Hung in the place of the male governors who are usually to be found in the Foundling Museum’s Picture Gallery are now twenty-one portraits of women, all of whom were crucial to the establishment of the Foundling Hospital. In a re-examination of their 300-year history, the museum has brought to light the influential role of women such as Charlotte Seymour, Duchess of Somerset (1693—1773), and Dorothy Boyle, Countess of Burlington (1699—1758), who signed Thomas Coram’s (c. 1668—1751) first petition calling for the founding of a hospital for the care of London’s orphaned and destitute infants.

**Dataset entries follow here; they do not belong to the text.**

PR #3271, opened 2025-06-26
CI: adding check that we do not infringe copyright licenses

dannywillems:


glyh:
Does it work with TS/OCaml?

PR #239, opened 2015-10-19
Increasing no items found text

### LINKED ISSUE #221: Clearly identify/communicate when there is nothing available
_Given a search that returns no results_

From [Reid’s recommendations](https://docs.google.com/a/nd.edu/document/d/1lCbb_AUX6cFjya1cHcr355HKu95-7NfCgvQ1Jw-sofA/edit?usp=sharing):
> The “no entries found” message needs to be clearly displayed so the user does not miss it or continue to wait for records to appear.

> - Move this response closer to the center (where the user would more naturally be looking for results)
> - Make the text bigger and/or darker
> - OUT OF SCOPE ~~Eventually: offer a link to advanced search component and/or help with constructing a search (this might even be a pop-up box instead of an entire page).~~

---
[Trello card](https://trello.com/c/uEhZl87g)

jeremyf:
Why:

* At present the "No entries found" was getting lost in the chatter of
  the page.

This change addresses the need by:

* Increasing the font-size and font-weight of the "no search items"
  result. Note: This value piggy backs on the paging response for a
  search query (and not the search result area). In other words, if
  there are no items in the result set; Instead of rendering a "no
  items in the result set" section within the search results area,
  Blacklight renders a "no_items_found" I18n value in the pagination
  area.

As per the ticket, I'd like to move the result to the left, however,
due to the parent container's lack of a modifying class, I can' remove
or as easily target and adjust the parent `.pager { float: right; }`
directive.

Closes #221

### DIFF
--- a/app/assets/stylesheets/modules/search_results.css.scss
+++ b/app/assets/stylesheets/modules/search_results.css.scss
@@ -1,12 +1,5 @@
 @import 'global-variables';
 
-.page_entries {
-  .no-items-found {
-    font-size: 1.33em;
-    font-weight: bold;
-  }
-}
-
 .search-results-list {
   list-style-type: none;
   margin: 0;
--- a/app/assets/stylesheets/modules/search_results.css.scss
+++ b/app/assets/stylesheets/modules/search_results.css.scss
@@ -1,5 +1,12 @@
 @import 'global-variables';
 
+.page_entries {
+  .no-items-found {
+    font-size: 1.33em;
+    font-weight: bold;
+  }
+}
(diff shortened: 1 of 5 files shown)


app/assets/stylesheets/modules/search_results.css.scss
```diff
@@ -1,5 +1,12 @@
 @import 'global-variables';
 
+.page_entries {
```
jeremyf: Except that this is a Blacklight generated HTML class. So no changes will be made.

PR #251, opened 2015-10-26
If a DOI does not have a prefix pass it to Plumx

danhorst:
More view logic! :-1:

### DIFF
--- a/app/views/curation_concern/base/show.html.erb
+++ b/app/views/curation_concern/base/show.html.erb
@@ -55,7 +55,12 @@
 
   if has_doi
     doi = curation_concern.identifier
-    unprefixed_doi = doi.split(':').drop(1).join(':')
+    split_doi = doi.split(':')
+    if split_doi.length > 1
+      unprefixed_doi = split_doi.drop(1).join(':')
+    else
+      unprefixed_doi = doi
+    end
   end
 %>
 <% if has_doi %>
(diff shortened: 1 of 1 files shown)


app/views/curation_concern/base/show.html.erb
```diff
@@ -55,7 +55,12 @@
 
   if has_doi
     doi = curation_concern.identifier
-    unprefixed_doi = doi.split(':').drop(1).join(':')
+    split_doi = doi.split(':')
+    if split_doi.length > 1
```
dbrower: what kind of strings are you protecting against here?

Would it make sense to test the prefix of the string for "doi:" specifically?

danhorst: Yes, an explicit check would be fine. Plum requires the DOI to not start with 'doiI:'.

dbrower: I was wondering if it started with an http: (which is non-conforming to the extreme). also it might be uppercased, `DOI:`.

danhorst: For this issue filtering addional protocols or URN prefixes is out of scope. I could check via regex instead e.g. /DOI:/i

It does make sense to have a parser validate user input for DOIs because we allow people to just paste in whatever. Want to take a crack at writing/finding one @dbrower?

dbrower: ha. maybe? this is just asking for trouble.

PR #258, opened 2015-10-28
Consolidate and lint JavaScript files

danhorst:
Linting and rearranging JavaScript files in CurateND.
This sets the stage for more dramatic refactoring later.


danhorst:
@jeremyf let's hold on merging this until after the current release.

I don't want to derail our schedule if I accidently broke something.

Issue #257, opened 2015-10-28
Add Login button to 401 pages


dbrower:
Only display the button if the current user is not already logged in. Add the button to each of the three unauthorized pages (are three separate pages needed?):

 * https://github.com/ndlib/curate_nd/blob/master/app/views/errors/401.html.erb
 * https://github.com/ndlib/curate_nd/blob/master/app/views/curation_concern/base/unauthorized.html.erb
 * https://github.com/ndlib/curate_nd/blob/master/app/views/curate/collections/unauthorized.html.erb

PR #260, opened 2015-10-28
Add login button option for 401 pages.

dbrower:
Also change unauthorized page to display the noid instead of the item
id (which includes the fedora namespace).

issue #257

### DIFF
--- a/app/views/curate/collections/unauthorized.html.erb
+++ b/app/views/curate/collections/unauthorized.html.erb
@@ -1,3 +1,7 @@
 <h1>Unauthorized</h1>
-<p>The collection you have tried to access is private<p>
-<p>ID: <%= @collection.id %>
+<p>The collection you have tried to access is private.</p>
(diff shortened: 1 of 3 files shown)


app/views/curate/collections/unauthorized.html.erb
```diff
@@ -1,3 +1,7 @@
 <h1>Unauthorized</h1>
-<p>The collection you have tried to access is private<p>
-<p>ID: <%= @collection.id %>
+<p>The collection you have tried to access is private.</p>
+<p>ID: <%= @collection.id %></p>
```
danhorst: Should this be `.noid` as well?

dbrower: Probably. I noticed it too, but didn't change it since I wasn't sure whether a collection object had a #noid method and I was on my way out.

jeremyf:
I added another issue so we can move forward with the deploy. See #261

PR #265, opened 2015-10-30
Change collection id to noid in unauthorized page

### LINKED ISSUE #261: Switch from ID to NOID on collection unauthorized page
In the given view `app/views/curate/collections/unauthorized.html.erb`, see if we can switch from `@collection.id` to `@collection.noid`.

dbrower:
fixes #261


jeremyf:
:+1:

PR #272, opened 2015-11-02
Stakeholder requested changes

danhorst:
This is a batch of several content changes that came out of the maintenance sprint closeout meetings.


jeremyf:
:+1:

PR #276, opened 2015-11-04
Forcing ETDs to be rendered through the common objects viewer

danhorst:
Several ETDs do not render correctly via the show action under curation concerns. This change bypasses the problem rather instead of fixing it directly.

Here are some examples:
https://curate.nd.edu/concern/etds/4f16c24994w
https://curate.nd.edu/show/4f16c24994w
https://curate.nd.edu/concern/etds/w3763487g4k
https://curate.nd.edu/show/w3763487g4k

### DIFF
--- a/config/routes.rb
+++ b/config/routes.rb
@@ -6,6 +6,10 @@ CurateNd::Application.routes.draw do
 
   root 'static_pages#home'
 
+  # Some ETDs are not loading correctly on the curation concern page
+  get '/concern/etds/:id', to: redirect { |params, request|
+    "/show/#{params[:id]}"
+  }
   curate_for
 
   namespace :admin do


jeremyf:
Is this an acceptable solution? Who decides if its acceptable?

dbrower:
What is the original view problem? I don't notice it when I click the links in the OP.

danhorst:
@jeremyf this is a stop-gap solution.
@dbrower the selected ETDs are not visible to campus through the curation concern renderer. They are visible to campus through the common objects controller (as their access controls suggest they should be).

The problem warrants some investigation to see which assumptions about the legacy ETD data are tripping up the application. However, I don’t want this to be a time sink as we are planning to move _all_ curation concern rendering to the forthcoming replacement for the common objects viewer.

@jeremyf please take a look at this but cap it at 2 hours.

jeremyf:
My gut tells me I won't get very far with 2 hours. So I'm okay with this being a stop-gap solution.

PR #286, opened 2015-11-16
The thumbnail partial also makes a link

dbrower:
Also removes a hardcoded pid from the view.


dbrower:
@danhorst this is to point out a problem. I didn't look for the same problem elsewhere, or verify that the link made in the thumbnail has the correct styles.

danhorst:
Looks like I committed that by mistake. I don't have thumbnail generation running on my dev machine so I used an existing item to troubleshoot layout issues.

PR #289, opened 2015-11-17
Download error page

danhorst:
As pointed out by @cdeluca495 the downloads controller does not benefit from the error handling present in much of the rest of the application.

I added a simple capture for Hydra::AccessDenied and a little logic to make the views aware if an access token involved in the request.

### DIFF
--- a/app/controllers/downloads_controller.rb
+++ b/app/controllers/downloads_controller.rb
@@ -42,9 +42,9 @@ class DownloadsController
 
   def handle_access_denied
     if current_user
-      error_code = '401'
-    else
       error_code = '403'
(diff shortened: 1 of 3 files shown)


app/controllers/downloads_controller.rb
```diff
@@ -38,6 +40,19 @@ def can_download?
     end
   end
 
+  def handle_access_denied
+    if current_user
+      error_code = '401'
+    else
+      error_code = '403'
```
dbrower: I think the 401/403 distinction is reversed. return 403 in then, 401 in else.

PR #290, opened 2015-11-19
Make single-use URLs valid for a time window

danhorst:
Expiring a one-time-use token after a single request is not a sufficiently sophisticated solution. For example, Chrome uses range requests to incrementally fetch PDFs. The prior implementation of this feature would deny all rage requests after the first request resulting in Chrome rendering a "empty" PDF.

Insead, “single-use” URLs will be valid for 24 hours after they have first been used to access a file.


danhorst:
@dbrower when the tokens are first created the expiry date is null. The expiry date is set a specified interval of time in the future after the first time the token is used to access a file.

A token is valid for a given SHA and noid if the expiry date is null _or_ if the the expiry date is in the future.

PR #765, opened 2026-07-02
fix: use query to load urdf models

MarkRedeman:
Before we were using a mutation which would get called multiple times when viewing a robot. This made loading robots slow as we'd fetch the same urdf file multiple times, resulting in both http fetches as well as rerenders.

Test this by looking at the network tab in the developer tools.


application/ui/src/features/robots/robot-models-context.tsx
```diff
@@ -89,57 +89,61 @@ export const useRobotModels = () => {
...
-            setModel(pathRef.current, model);
-        },
-        meta: { skipInvalidation: true },
+export const useLoadModelQuery = (path: string) => {
+    const { getModel, setModel } = useRobotModels();
+
+    const cachedModel = getModel(path);
+    const query = useQuery({
+        queryKey: ['robotModel', path],
+        queryFn: () => cachedModel ?? loadURDFModel(path),
```
maxxgx, line 98: Nitpick: isn't `queryFn` only executed if `enabled: true`? Then `cachedModel ??` is unnecessary

maxxgx (approved):

application/ui/src/features/robots/robot-models-context.tsx
MarkRedeman: Yeah good point, it doesn't hurt to have it there (I'd need to double check but it might be possible that `queryFn` still gets called if you'd manually trigger the query via it's `queryKey`, I'm not sure though)
I will keep it as is for now and maybe revisit it again after some other refactor work.

PR #769, opened 2026-07-03
fix: clear settings cache before serving studio

MarkRedeman:
This PR is a follow up of #764 that makes it so that our build script includes the URDF files of SO101 and Widowx AI arms in our python distribution.

It also includes an important fix (last commit) that makes it so that we clear our settings cache before serving studio. This is important as we overwrite `STATIC_FILES_DIR`, `ALEMBIC_CONFIG_PATH` and `ALEMBIC_SCRIPT_LOCATION` to target files relative to the packaged application.
Without these we'd get an error when serving the application outside of the `application/backend` directory.
This broke when `settings = get_settings()` was moved to the outer scope of `cli/serve.py`.

### DIFF
--- a/application/docker/Dockerfile
+++ b/application/docker/Dockerfile
@@ -176,6 +176,20 @@ RUN uv pip uninstall --python .venv/bin/python \
     expecttest hypothesis sortedcontainers kgb parameterized
 
 # ===========================================================================
+# Stage 4d: Robot assets builder
+#
+# Sync backend-owned robot assets once so all runtime targets can copy the
+# exact same files before the backend wheel install step.
+# ===========================================================================
+FROM builder-base AS robot-assets
+
+COPY --link --from=app-source /app/application/backend/src /app/application/backend/src
+
+RUN PYTHONPATH=/app/application/backend/src \
+    /app/application/backend/.venv/bin/python -c \
+    "from robots.catalog.sync_robot_assets import sync_robot_assets; sync_robot_assets()"
+
+# ===========================================================================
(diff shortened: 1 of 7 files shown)


application/docker/Dockerfile
```diff
@@ -252,7 +252,7 @@ ARG APP_GID=1000
 COPY --link --from=builder-cpu --chown=${APP_UID}:${APP_GID} \
     /app/application/backend/.venv /app/application/backend/.venv
 COPY --link --from=app-source --chown=${APP_UID}:${APP_GID} /app /app
-RUN uv pip install --python /app/application/backend/.venv/bin/python --no-deps /app/application/backend
+RUN uv pip install --python /app/application/backend/.venv/bin/python --no-deps -e /app/application/backend
```
AlbertvanHouten: Why editable install? This normally shouldn't be used in production images

MarkRedeman: When I didn't do this the install would trigger the `hatch_build.py` script, but because it wouldn't have been able to run `uv run physicalai-studio sync-robot-assets` yet this will fail.

I don't mind reverting this and getting a better proper fix for it.

MarkRedeman: I've updated the code:
1. ~~Removed `src/static/robot-assets` from `build_data["force_include"]`, since these will be included as they are available from `src`~~ (actually was needed because hatch will ignore files from `.gitignore`?)
2. Added a new build stage where we run the `sync-robot-assets` command directly. We then clone the assets from this stage.

AlbertvanHouten (approved):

Coram, a seaman, was horrified at the number of children left destitute and abandoned on London’s streets, exceeding 1000 infants a year. The first half of the eighteenth century witnessed huge increases in population numbers and abject poverty. Combined with a convoluted Poor Law system that gave responsibility for administering poor relief to individual parishes, women and children were left especially vulnerable. This was particularly exacerbated for women who became pregnant outside of marriage, a situation viewed as morally and socially repugnant in contemporary eyes. Coram needed to win over the opinions of the aristocracy and the politically influential, in order to present a persuasive case to the monarchy for the founding of an institution that would provide destitute mothers with an alternative to abandoning their children in desperation. After ten years of unsuccessfully campaigning for the support of men in such positions, Coram turned to women.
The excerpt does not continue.